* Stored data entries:

━━━━

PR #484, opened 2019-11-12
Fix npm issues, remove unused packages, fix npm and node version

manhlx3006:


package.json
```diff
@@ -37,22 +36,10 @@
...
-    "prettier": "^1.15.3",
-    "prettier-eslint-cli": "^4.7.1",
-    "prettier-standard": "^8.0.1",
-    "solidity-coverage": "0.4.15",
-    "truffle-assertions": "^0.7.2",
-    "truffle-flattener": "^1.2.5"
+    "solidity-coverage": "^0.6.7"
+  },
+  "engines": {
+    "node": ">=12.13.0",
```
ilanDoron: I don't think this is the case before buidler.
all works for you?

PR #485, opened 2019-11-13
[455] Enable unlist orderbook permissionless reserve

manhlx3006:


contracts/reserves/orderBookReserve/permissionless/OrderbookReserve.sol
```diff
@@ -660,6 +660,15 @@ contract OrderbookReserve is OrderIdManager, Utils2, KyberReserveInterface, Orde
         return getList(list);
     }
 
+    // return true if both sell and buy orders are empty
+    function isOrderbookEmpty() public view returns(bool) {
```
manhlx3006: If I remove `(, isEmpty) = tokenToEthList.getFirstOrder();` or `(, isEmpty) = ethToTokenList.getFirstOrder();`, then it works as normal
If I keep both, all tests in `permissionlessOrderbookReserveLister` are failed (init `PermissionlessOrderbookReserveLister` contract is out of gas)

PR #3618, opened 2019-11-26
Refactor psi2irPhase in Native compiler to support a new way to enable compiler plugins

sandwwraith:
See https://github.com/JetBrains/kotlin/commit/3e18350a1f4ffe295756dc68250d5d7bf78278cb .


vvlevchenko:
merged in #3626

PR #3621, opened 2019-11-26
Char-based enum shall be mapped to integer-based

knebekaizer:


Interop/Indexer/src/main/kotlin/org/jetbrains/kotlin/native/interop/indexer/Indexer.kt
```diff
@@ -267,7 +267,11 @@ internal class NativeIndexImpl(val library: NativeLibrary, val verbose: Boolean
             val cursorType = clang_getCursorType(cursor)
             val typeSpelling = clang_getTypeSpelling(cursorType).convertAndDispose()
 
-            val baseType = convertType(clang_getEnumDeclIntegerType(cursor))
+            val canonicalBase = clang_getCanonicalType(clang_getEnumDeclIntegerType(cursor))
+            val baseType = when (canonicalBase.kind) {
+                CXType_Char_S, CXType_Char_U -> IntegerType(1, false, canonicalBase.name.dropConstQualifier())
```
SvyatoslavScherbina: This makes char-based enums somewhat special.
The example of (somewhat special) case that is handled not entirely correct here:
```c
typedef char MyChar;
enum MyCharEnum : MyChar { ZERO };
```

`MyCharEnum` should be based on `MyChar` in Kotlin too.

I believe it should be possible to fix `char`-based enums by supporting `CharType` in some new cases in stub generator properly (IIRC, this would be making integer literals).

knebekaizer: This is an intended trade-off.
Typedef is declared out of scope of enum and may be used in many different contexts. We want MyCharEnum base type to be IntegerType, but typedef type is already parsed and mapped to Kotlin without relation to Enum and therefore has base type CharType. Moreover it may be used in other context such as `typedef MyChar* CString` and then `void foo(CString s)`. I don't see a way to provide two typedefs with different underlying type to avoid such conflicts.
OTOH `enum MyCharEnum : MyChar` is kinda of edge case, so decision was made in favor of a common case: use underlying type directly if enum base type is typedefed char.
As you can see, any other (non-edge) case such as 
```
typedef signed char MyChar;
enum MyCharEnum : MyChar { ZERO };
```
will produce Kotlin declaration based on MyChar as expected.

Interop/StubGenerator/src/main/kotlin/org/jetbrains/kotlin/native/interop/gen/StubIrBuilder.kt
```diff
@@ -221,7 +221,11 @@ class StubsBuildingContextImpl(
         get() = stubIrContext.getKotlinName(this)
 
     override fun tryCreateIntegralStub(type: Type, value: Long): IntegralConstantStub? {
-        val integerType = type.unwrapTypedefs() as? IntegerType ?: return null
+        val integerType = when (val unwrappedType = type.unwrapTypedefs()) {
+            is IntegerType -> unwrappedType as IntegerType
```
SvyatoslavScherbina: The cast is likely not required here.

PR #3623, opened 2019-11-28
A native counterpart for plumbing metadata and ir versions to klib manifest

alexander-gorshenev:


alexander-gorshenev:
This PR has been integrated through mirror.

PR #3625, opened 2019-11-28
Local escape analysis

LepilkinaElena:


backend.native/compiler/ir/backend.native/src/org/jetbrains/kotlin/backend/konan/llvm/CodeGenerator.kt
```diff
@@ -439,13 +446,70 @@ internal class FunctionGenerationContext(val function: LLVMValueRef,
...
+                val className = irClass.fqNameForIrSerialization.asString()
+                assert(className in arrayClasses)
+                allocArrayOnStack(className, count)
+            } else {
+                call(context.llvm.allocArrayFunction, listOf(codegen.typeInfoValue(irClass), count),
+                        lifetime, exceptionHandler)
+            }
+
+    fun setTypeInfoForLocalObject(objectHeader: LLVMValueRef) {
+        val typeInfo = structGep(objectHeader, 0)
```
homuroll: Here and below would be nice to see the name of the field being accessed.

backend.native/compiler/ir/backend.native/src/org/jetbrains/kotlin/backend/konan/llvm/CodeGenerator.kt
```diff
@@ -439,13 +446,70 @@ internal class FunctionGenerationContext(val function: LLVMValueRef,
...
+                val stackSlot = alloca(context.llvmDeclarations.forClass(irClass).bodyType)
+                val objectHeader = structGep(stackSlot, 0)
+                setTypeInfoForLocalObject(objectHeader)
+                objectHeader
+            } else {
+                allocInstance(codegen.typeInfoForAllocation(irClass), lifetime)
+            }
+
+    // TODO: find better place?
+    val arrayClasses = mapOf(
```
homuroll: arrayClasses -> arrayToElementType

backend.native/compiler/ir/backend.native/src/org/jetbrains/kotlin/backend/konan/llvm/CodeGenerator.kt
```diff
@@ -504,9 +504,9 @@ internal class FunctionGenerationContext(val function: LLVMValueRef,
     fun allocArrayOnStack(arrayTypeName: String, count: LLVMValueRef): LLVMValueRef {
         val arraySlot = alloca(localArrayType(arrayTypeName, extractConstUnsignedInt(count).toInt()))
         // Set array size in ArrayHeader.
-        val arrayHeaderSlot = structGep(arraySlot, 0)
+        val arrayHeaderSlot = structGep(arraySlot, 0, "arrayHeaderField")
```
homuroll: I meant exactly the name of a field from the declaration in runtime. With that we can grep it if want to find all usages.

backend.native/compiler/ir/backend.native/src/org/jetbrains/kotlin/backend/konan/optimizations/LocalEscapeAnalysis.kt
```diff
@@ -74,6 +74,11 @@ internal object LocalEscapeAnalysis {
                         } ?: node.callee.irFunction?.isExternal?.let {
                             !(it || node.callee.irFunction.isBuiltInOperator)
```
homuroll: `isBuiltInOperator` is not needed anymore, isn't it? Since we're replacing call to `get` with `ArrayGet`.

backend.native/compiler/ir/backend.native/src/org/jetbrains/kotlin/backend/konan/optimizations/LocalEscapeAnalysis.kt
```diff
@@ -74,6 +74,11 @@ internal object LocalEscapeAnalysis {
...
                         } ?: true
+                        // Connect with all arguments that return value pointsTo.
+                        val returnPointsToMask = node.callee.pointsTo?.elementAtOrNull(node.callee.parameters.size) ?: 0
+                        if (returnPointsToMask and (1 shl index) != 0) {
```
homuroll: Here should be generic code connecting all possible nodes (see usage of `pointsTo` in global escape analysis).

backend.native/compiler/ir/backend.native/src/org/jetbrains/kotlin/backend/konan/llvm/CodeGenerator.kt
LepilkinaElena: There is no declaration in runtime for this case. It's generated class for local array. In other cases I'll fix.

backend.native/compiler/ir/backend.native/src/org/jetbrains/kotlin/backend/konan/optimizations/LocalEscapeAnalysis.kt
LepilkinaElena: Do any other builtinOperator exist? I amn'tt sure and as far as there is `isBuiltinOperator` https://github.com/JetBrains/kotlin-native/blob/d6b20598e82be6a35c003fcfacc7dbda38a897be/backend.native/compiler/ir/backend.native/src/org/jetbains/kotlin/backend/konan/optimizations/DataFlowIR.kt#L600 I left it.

━━━━

What is needed is an exact repetition of the lines from the first line of the records through the line containing "[455] Enable unlist", both ends included, and nothing more.

* Response area:
PR #484, opened 2019-11-12
Fix npm issues, remove unused packages, fix npm and node version

manhlx3006:


package.json
```diff
@@ -37,22 +36,10 @@
...
-    "prettier": "^1.15.3",
-    "prettier-eslint-cli": "^4.7.1",
-    "prettier-standard": "^8.0.1",
-    "solidity-coverage": "0.4.15",
-    "truffle-assertions": "^0.7.2",
-    "truffle-flattener": "^1.2.5"
+    "solidity-coverage": "^0.6.7"
+  },
+  "engines": {
+    "node": ">=12.13.0",
```
ilanDoron: I don't think this is the case before buidler.
all works for you?

PR #485, opened 2019-11-13
[455] Enable unlist orderbook permissionless reserve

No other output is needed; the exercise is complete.